ヘンテコな日本語に頭を痛めるのは、イヤだから……。
図書カードなら、いつでもあげるから、さ。
なんなら、わたしが日本語の文章の書き方をレクチャーしてあげても、いいんだよ?
正しい文法に則(のっと)った書き方。
自分で言うのもなんだけど、『作文オリンピック銀メダリスト』の肩書きがあるんだから。

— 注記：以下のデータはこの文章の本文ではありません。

PR #5548, opened 2022-10-12
fix(tags): update TagProps interface so only the data tag types are exported

### LINKED ISSUE #5534: Sidebar props not picked up correctly by TypeScript
### Current behaviour

For the Sidebar component, the prop types are not enforced correctly by the TypeScript compiler. This can be seen on both VS Code and on Codesandbox in the codesandbox demo below. Note how:
- the incorrect type given to `disableEscKey` is not flagged as an error at all by TS in the editor (although it does generate an error from PropTypes at runtime)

ミヤジなら――加賀くんよりは、素直に教わってくれるって、信じてるよ。
さて、今年度の担任は、二宮先生という、英語の男性教師だ。
二宮先生なので、必然的に、『ニノ先生』というニックネームがつく。
『ニノせんせ~い』と、女子がふざけて先生に呼びかけたりする。
そのたび、
『ったく……。そんな呼び方ばっかりしてると、将来が思いやられるぞ』
と、半分だけ本気で、たしなめるのである。
あと、ニノ先生は、現在30代前半なのだが、
なかなか結婚相手が見つからないのが、生徒の間で話題になっていて、
そういう事情を思うと、先生の背中が少し、くたびれて見えてしまう。
テレビドラマの題名じゃないけど――結婚できない男、っていう、不名誉な現況だ。
しばしば生徒にあだ名で呼びかけられたり、結婚できない男だったり、都合の悪いことの多いニノ先生ではあるのだが、
つい先日、こんなことがあった。
部活が終わり、わたしが下校しようとしていると、
学校の出口近くの駐車場で、ニノ先生とはち合わせた。
「あっ、ニノ先生さようなら」
「二宮先生、な」
「そうでした、ニノ先生」
「ったくもう……」
わたしはそのまま歩いて行こうとしたが、
ニノ先生は立ち止まって、
「なあ、あすか」
「え? なんですか」
先生は――気にかけるような声で、
「家での生活で……困りごととか、ないか?」
そう、問いかけてきた。
複雑な家庭事情のことを……心配してくれたのだ。
特に、わたしにお父さんがいないことが、気がかりなんだっていう――そういう先生の気持ちを、言葉から汲(く)み取ることができた。
それでもわたしは、
「困るどころか、充実してます」
「でも、居候が何人もいるって」
わたしはあっけらかんと笑い、
「な~に言ってるんですかぁ。
居候じゃ、ないですよ……。
みんな、大切な、『家族』です」
そう言ったら、先生は頭をポリポリとかき、
「そうか……。おれは、おまえの実家のお邸(やしき)のこととか、まだ良く知らないが。……うまくやってるのなら、それでいいんだ」
「毎日が、楽しさでいっぱいですよ」
「……言葉だけじゃなくて、おまえの顔も、そう言ってる気がする。楽しいんだ、って」
「わかるんだ、先生」
「なんとなくな……」
わたしは身をひるがえし、
「心配してくれてありがとうです、先生」
と感謝する。
「いや、教師の務めだからさ」
「ニノ先生は、教え子のことが、良く見えてるんですね」
「良く見ようとすることも、教師の務めだよ」
「さすがだ。」
――先生は、苦笑いしつつも、
「なにか悩みでもあったら、遠慮なく言えよ、あすか。おれは担任だぞ」
「はい、そうします」
こういうやり取りを交わしたあとで――わたしは学校を出たのだった。
胸が、いくぶん、あったかくなるのを、感じながら。
× × ×
木曜日の放課後の教室。
人はもう、まばら。
そろそろ部活に行かないと――と思っていたら、
徳山さんが、自分の席で、今朝発行した校内スポーツ新聞を読みふけっているのが、眼に入った。
徳山さんは、2年時同様、わたしのクラスメイトだ。
根っからの委員長気質(きしつ)で、入学以来すべての学期で学級委員長を務めていることで有名だ。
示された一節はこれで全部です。